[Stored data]
╔══
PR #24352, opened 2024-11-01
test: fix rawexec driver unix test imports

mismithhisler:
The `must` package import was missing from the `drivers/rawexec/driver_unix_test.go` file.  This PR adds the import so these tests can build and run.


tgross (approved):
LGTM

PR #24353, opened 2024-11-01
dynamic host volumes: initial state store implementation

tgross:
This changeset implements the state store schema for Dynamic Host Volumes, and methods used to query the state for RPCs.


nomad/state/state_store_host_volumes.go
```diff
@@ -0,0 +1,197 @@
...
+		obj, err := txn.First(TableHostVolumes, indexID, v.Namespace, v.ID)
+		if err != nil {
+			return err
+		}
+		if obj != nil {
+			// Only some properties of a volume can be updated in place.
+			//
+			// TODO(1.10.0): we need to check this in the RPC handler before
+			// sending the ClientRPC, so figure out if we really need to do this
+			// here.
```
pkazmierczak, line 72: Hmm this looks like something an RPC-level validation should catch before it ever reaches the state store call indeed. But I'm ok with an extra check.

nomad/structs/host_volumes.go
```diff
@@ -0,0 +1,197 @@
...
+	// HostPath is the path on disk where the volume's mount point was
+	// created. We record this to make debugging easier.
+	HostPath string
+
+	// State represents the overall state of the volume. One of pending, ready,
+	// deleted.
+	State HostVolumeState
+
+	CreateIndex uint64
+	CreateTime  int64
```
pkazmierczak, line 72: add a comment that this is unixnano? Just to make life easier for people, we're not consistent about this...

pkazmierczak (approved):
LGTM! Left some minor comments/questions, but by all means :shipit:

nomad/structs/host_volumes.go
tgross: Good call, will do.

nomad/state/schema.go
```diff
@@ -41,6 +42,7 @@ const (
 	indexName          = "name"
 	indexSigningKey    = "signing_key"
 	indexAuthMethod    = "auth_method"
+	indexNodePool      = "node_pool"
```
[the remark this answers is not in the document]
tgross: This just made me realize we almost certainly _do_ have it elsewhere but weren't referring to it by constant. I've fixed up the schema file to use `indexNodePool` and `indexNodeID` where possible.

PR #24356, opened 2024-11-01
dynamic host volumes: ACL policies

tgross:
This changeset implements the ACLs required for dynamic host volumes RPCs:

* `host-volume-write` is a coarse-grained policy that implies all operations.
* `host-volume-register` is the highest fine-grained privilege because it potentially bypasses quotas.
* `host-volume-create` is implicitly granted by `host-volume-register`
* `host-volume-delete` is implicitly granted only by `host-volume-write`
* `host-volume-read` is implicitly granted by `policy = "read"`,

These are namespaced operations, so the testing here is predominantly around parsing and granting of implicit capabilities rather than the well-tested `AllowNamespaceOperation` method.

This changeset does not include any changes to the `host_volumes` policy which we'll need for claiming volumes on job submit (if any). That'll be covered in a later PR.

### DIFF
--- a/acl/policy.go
╚══
╔══
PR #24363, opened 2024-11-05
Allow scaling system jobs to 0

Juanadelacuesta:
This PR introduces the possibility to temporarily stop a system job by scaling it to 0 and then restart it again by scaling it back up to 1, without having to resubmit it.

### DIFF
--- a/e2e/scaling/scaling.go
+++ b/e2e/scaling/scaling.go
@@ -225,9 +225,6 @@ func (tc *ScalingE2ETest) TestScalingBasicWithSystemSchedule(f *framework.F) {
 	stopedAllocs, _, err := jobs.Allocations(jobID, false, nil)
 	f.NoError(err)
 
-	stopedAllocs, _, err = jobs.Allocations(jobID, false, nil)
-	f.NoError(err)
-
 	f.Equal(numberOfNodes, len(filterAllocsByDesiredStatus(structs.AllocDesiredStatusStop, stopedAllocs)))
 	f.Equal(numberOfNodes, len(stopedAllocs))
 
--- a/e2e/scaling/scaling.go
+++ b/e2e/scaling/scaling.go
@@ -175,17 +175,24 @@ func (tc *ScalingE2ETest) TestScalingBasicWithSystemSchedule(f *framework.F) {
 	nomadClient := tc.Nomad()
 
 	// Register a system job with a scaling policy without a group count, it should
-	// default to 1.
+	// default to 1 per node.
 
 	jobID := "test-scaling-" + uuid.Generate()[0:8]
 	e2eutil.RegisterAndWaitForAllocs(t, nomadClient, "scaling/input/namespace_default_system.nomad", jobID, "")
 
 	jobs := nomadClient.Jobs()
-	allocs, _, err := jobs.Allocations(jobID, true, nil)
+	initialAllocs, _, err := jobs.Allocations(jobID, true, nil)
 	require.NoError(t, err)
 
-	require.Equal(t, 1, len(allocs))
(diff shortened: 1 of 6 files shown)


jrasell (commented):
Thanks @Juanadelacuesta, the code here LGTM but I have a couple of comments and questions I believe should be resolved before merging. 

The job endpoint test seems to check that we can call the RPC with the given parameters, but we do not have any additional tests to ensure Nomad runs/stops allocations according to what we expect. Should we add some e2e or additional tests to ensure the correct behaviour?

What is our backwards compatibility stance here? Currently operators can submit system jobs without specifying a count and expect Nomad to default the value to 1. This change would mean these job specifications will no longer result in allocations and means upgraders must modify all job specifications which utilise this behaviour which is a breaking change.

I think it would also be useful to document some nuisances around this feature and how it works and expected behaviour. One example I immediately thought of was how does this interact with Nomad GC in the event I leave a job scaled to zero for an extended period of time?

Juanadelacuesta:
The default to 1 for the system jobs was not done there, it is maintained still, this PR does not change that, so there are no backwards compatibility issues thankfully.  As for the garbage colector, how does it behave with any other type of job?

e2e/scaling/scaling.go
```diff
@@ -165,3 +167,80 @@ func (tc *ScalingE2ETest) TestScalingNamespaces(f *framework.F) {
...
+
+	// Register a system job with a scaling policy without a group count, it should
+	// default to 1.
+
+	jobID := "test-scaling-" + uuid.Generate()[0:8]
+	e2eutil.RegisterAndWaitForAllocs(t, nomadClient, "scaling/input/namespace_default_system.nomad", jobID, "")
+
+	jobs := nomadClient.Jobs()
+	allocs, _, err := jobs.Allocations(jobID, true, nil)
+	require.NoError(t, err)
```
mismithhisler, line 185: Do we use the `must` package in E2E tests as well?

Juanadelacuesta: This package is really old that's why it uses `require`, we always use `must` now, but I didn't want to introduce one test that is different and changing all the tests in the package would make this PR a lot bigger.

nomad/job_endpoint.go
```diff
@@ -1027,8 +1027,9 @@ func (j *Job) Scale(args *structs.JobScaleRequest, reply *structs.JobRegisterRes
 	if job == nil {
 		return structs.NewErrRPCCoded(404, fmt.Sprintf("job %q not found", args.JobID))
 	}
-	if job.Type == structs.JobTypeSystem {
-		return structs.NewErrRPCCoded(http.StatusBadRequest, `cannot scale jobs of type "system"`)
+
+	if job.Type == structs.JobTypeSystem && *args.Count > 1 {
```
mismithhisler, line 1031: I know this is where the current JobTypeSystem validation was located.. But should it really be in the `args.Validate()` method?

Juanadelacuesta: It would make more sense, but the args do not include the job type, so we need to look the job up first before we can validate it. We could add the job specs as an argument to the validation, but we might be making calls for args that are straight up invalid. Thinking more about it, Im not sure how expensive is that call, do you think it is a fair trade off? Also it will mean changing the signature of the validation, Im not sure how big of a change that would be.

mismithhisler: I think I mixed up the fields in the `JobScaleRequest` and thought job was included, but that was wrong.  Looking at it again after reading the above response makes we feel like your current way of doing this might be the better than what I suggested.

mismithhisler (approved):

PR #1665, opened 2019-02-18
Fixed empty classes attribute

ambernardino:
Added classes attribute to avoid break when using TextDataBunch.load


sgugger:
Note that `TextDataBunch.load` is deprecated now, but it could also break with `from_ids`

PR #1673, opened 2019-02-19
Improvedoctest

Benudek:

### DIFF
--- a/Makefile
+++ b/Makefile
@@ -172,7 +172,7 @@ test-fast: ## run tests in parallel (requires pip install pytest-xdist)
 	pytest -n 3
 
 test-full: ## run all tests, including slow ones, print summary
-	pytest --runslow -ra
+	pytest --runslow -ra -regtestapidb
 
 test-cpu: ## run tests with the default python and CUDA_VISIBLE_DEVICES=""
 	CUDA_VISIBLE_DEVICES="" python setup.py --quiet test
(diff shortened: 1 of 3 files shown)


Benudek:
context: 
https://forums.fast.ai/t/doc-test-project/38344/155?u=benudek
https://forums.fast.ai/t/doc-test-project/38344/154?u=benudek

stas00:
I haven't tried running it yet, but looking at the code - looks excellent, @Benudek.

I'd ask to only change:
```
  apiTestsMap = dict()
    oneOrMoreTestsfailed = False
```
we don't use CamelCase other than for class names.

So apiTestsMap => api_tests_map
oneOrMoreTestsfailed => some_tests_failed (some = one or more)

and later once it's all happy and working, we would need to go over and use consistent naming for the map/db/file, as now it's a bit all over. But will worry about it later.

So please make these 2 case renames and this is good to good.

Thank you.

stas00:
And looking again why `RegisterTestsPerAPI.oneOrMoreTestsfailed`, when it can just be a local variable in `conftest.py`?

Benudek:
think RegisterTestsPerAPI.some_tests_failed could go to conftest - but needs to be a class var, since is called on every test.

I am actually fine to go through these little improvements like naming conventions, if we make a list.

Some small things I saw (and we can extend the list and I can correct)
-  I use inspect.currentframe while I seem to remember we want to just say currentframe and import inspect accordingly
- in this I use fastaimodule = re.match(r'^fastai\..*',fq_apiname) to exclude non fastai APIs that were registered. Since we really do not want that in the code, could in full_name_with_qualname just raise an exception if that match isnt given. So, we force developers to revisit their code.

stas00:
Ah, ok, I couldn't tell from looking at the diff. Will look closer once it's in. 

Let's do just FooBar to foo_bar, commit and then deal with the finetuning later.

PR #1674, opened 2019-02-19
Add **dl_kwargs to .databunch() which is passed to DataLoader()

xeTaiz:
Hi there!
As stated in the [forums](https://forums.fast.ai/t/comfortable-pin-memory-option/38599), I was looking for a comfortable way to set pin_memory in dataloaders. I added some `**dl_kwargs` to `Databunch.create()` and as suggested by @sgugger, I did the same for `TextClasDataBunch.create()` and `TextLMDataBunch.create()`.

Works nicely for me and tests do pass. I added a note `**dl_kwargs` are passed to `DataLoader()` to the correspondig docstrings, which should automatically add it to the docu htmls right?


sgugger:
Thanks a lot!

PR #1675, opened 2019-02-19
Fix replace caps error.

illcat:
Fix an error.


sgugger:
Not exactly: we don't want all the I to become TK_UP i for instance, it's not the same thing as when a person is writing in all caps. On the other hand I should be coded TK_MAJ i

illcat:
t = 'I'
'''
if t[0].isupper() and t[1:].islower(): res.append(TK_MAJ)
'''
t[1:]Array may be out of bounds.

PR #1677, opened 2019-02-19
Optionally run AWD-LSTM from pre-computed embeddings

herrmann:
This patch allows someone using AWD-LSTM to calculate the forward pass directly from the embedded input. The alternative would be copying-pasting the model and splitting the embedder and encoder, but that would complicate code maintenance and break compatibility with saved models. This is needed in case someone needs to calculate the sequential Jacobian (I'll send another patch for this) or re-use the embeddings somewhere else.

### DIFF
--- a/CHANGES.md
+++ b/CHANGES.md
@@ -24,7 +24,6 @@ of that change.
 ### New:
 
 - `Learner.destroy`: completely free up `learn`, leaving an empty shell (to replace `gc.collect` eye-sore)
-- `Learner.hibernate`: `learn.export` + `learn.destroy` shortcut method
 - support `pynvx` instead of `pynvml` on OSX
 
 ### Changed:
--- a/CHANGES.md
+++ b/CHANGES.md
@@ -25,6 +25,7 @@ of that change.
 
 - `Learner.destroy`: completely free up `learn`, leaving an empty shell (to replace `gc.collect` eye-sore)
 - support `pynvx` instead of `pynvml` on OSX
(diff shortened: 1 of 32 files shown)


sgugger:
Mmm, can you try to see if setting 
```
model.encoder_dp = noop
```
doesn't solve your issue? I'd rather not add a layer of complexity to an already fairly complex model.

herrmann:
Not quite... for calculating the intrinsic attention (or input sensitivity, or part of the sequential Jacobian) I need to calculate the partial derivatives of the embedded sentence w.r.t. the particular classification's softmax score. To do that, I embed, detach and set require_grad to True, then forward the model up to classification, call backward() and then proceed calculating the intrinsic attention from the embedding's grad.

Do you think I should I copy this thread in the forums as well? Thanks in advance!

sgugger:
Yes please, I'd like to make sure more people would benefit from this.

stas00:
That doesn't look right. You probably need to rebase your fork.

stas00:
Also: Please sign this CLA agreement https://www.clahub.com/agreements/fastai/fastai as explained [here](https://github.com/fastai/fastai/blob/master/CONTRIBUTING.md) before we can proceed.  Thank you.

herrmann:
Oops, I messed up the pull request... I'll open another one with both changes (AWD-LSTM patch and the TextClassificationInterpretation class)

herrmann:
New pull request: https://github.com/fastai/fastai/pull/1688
╚══
- **TASK**: Find the line with "pkazmierczak, line 72: add" in the entries above. Retype it and each line after it, exactly, through the line with "[the remark this", and stop there.

- **TASK SOLUTION**:
pkazmierczak, line 72: add a comment that this is unixnano? Just to make life easier for people, we're not consistent about this...

pkazmierczak (approved):
LGTM! Left some minor comments/questions, but by all means :shipit:

nomad/structs/host_volumes.go
tgross: Good call, will do.

nomad/state/schema.go
```diff
@@ -41,6 +42,7 @@ const (
 	indexName          = "name"
 	indexSigningKey    = "signing_key"
 	indexAuthMethod    = "auth_method"
+	indexNodePool      = "node_pool"
```
[the remark this answers is not in the document]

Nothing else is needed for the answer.